Black box AI for medical use
I was surprised by these learnings, which got me thinking about black box AI for medical use. Both speakers acknowledged that explainability is imperative in regulated sectors such as healthcare or finance to spot biases and mistakes and rectify them. For instance, if an AI-driven conclusion on diagnostic imaging disproportionately impacts a specific ethnicity, explainability becomes pivotal in identifying and addressing such biases. Nonetheless, introducing explainability in the AI workflow does pose an additional step, raising concerns about the practicality and efficiency of AI integration. If we scrutinise AI results for biases, it may seem counterintuitive to leverage AI in the first place.
So, playing the devil’s advocate, what would make it possible to eliminate the need for explainability and focus entirely on the performance of AI in healthcare? How could we make sure that the input and output mapping is not introducing some unfairness? Thinking of the example of imaging diagnostics, AI has shown promise because of its pattern recognition abilities, spotting details, and subtle differences that might be challenging for humans to notice. But are we sure the models are being trained on data relevant to the population we are using the device for? Ethicists can and should work in the data collection and processing phase, advocating for ethical data practices and addressing issues related to dataset bias. However, for now, it is up to a manufacturer to make these ethical considerations and implement them as there are currently no regulations on AI.
From overarching guidelines and principles to concrete rules
Looking at the medical device industry specifically, the EU Medical Device Regulation (EU MDR) represents the current regulatory framework, which has significantly transformed the European market since its introduction in 2017. This regulation has prompted all companies to prioritise compliance swiftly. It mandates enhanced monitoring and continuous data collection to demonstrate the safety and efficacy of devices. However, it does not prescribe specific details on what data to collect or how to collect it. Instead, it establishes overarching guidelines and principles that manufacturers must follow in gathering and handling medical device-related data.
What if subject matter experts could come up with thresholds and standards regarding amounts of data, which data to collect and how to label it to introduce into the regulation for medical devices? Could the introduction of a black box AI model in healthcare be possible if we had more control over avoiding unfair and biased outputs? The regulation may have to slowly branch to specific applications, for example the previously mentioned imaging diagnostics.

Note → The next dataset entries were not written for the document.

Issue #103, opened 2018-10-21
Raw Queries


developerium:
Hi 

Is there anyway we can run custom queries on database?

Is there anyway we can access database directly?

bsr203:
I used to be able to connect to the sqlite database through https://github.com/facebook/stetho

you can see the instructions at https://facebook.github.io/react-native/docs/debugging#debugging-with-stetho-http-facebookgithubio-stetho-on-android

But, not sure what changed, I cannot see my WatermelonDB database though `stetho` anymore, but other sqlite dbs. I like to know how people normally does it as well.

radex:
> Is there anyway we can run custom queries on database?

Not currently. What exactly are you trying to achieve?

MrTinyByte:
I want to make a report on several tables, a sum report on multiple joined tables.

radex:
https://github.com/Nozbe/WatermelonDB/blob/master/src/adapters/sqlite/index.js#L162

this is the code that executes the query. The query will pass through `encodeQuery` to generate SQL. You could maybe extend `Query` or make a new `RawQuery` object or something like that to be able to pass raw SQL. Contributions welcome.

If you want a quick & dirty hack (but I warn you that it's very dirty, might not work in the future or at all, and you don't have observability, and it might be unsafe):

```js
import { NativeModules } from 'react-native'
import { sanitizeQueryResult } from '@nozbe/watermelondb/adapters/common'

const tag = database.adapter._tag
const bridge = NativeModules.DatabaseBridge

const dirtyRecords = await bridge.query(tag, 'select from ...')
const rawRecords = sanitizeQueryResult(dirtyRecords, appSchema.tables['name_of_table'])

const records = database.collections.get('name_of_table')._cache.recordsFromQueryResult(rawRecords)
```

does this help?

radex:
@MrTinyByte hey, still interested in contributing to this? Did you try out the hack I described above?

servocoder:
I was looking a solution for SQL `order` and `limit` support, and found the explanations why it's not an easy thing considering observables, e.g. #15. While this is true for observables there are cases when you just need to fetch some DB entity out of the observables context. My particular case is that I need to find first entity sorted by timestamp with `fetch()` method. If we can't get it with `{Q}` then raw queries would become a solution.

Thanks to @zobeirhamid we have PR #199 and, if it's ok, I would vote for it to be merged.

@radex take a look this PR please.

sursma:
[...]

PR #199, opened 2019-01-09
Adds rawQuery functionality

zobeirhamid:
Adds rawQuery functionaility, but needs Flow coverage.

Usage:
```js
const tableNameCollection = database.collections.get('table_name')
tableNameCollection.unsafeFetchRecordsWithSQL('select * from ...')

database.adapter.unsafeSqlQuery('select * from ...', 'table_name')
```
Issue: #103

### DIFF
--- a/CHANGELOG.md
+++ b/CHANGELOG.md
@@ -3,6 +3,7 @@
 All notable changes to this project will be documented in this file.
 
 ## Unreleased
+- Raw Query
 
 ### ⚠️ Breaking
 
--- a/docs/Query.html
+++ b/docs/Query.html
@@ -4,7 +4,7 @@
         <!-- Book generated using mdBook -->
         <meta charset="UTF-8">
         <title>Querying - WatermelonDB documentation</title>
-        
+
 
         <meta content="text/html; charset=utf-8" http-equiv="Content-Type">
         <meta name="description" content="">
@@ -28,9 +28,9 @@
         <link rel="stylesheet" href="ayu-highlight.css">
 
         <!-- Custom theme stylesheets -->
-        
 
-        
+
+
     </head>
     <body class="light">
         <!-- Provide site root to javascript -->
@@ -86,7 +86,7 @@
         <div id="page-wrapper" class="page-wrapper">
 
             <div class="page">
-                
+
                 <div id="menu-bar" class="menu-bar">
                     <div id="menu-bar-sticky-container">
                         <div class="left-buttons">
@@ -103,11 +103,11 @@
                                 <li role="none"><button role="menuitem" class="theme" id="navy">Navy</button></li>
                                 <li role="none"><button role="menuitem" class="theme" id="ayu">Ayu</button></li>
                             </ul>
-                            
+
                             <button id="search-toggle" class="icon-button" type="button" title="Search. (Shortkey: s)" aria-label="Toggle Searchbar" aria-expanded="false" aria-keyshortcuts="S" aria-controls="searchbar">
                                 <i class="fa fa-search"></i>
                             </button>
-                            
+
                         </div>
 
                         <h1 class="menu-title">WatermelonDB documentation</h1>
@@ -116,12 +116,12 @@
                             <a href="print.html" title="Print this book" aria-label="Print this book">
                                 <i id="print-button" class="fa fa-print"></i>
                             </a>
-                            
+
                         </div>
                     </div>
                 </div>
 
-                
+
                 <div id="search-wrapper" class="hidden">
                     <form id="searchbar-outer" class="searchbar-outer">
                         <input type="search" name="search" id="searchbar" name="searchbar" placeholder="Search this book ..." aria-controls="searchresults-outer" aria-describedby="searchresults-header">
@@ -132,7 +132,7 @@
                         </ul>
                     </div>
                 </div>
-                
+
 
                 <!-- Apply ARIA attributes after the sidebar and the sidebar toggle button are added to the DOM -->
                 <script type="text/javascript">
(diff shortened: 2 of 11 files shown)


radex:
@zobeirhamid Thanks for the PR! This is a good start, but there's a couple of things we need before I can merge this:

- [ ] Flow declarations in code
- [ ] Tests — see https://github.com/Nozbe/WatermelonDB/issues/112 for pointers as to where to add tests
- [ ] Docs update

zobeirhamid:
@radex Thanks for the directions. Planning to work on it when I have some free time, probably in two weeks.

servocoder:
@zobeirhamid any update on this?

wkirby:
Any update here? This feature is pretty necessary to use WatermelonDB in any serious capacity.

radex:
@wkirby You're welcome to contribute if you want to pick up where @zobeirhamid left off and submit a new PR :)

zobeirhamid:
I updated the requested tasks. I only had one problem writing the tests since the raw query functionality is only implemented for SQLite and not for Loki, but since it's a new method I had to add it for the LokiJS Adapter too, but left the implementation open.

radex:
Awesome!

> I only had one problem writing the tests since the raw query functionality is only implemented for SQLite and not for Loki,

@zobeirhamid look at this - this is a way of determining whether you're running tests in web or native mode

https://github.com/Nozbe/WatermelonDB/blob/7b1546ad4219194cf4f3a03f0ad3a56761ef2a31/src/adapters/__tests__/commonTests.js#L777

radex:
@zobeirhamid there are still some CI issues :/  take a look at Travis CI details

zobeirhamid:
@radex I fixed the previous issues but still get a fail even I don't see any obvious errors.

radex:
looks like this test: https://github.com/Nozbe/WatermelonDB/pull/199/files#diff-18ce2a16e966068b4dc9aed56cd01ff8R233 gets stuck and never completes.

have you tried running native tests locally?

zobeirhamid:
@radex On my machine, all tests are passing. I rebased the fork with the repo and tried running the tests again and they are still passing. I, to be honest, don't know what is going wrong.

radex:
Sure, I'll try to take a look at it this friday. Thanks for working on this @zobeirhamid !

jonnywhite:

A group of experts could iterate and develop a concrete set of requirements for the data collection phase that would allow for the development of a safer model from an ethical perspective from the get-go. In this way, we would not have to compromise on explainability methods and less performant algorithms. The effort of continuous monitoring of the outputs would then follow, but it is less costly, faster and already done in compliance with the EU MDR.
With this opinion piece, I want to challenge the perspective of concentrating most efforts for ethical AI applications at the implementation phase, in favour of taking time to build safe AI models from the data collection and handling phase.
This could mean waiting some years to roll out a black box AI system after regulating the data collection with concrete rules from ethical and technical perspectives and collecting the data accordingly. However, a demonstrated close collaboration with ethical teams in AI development could enhance acceptance of AI within the healthcare sector.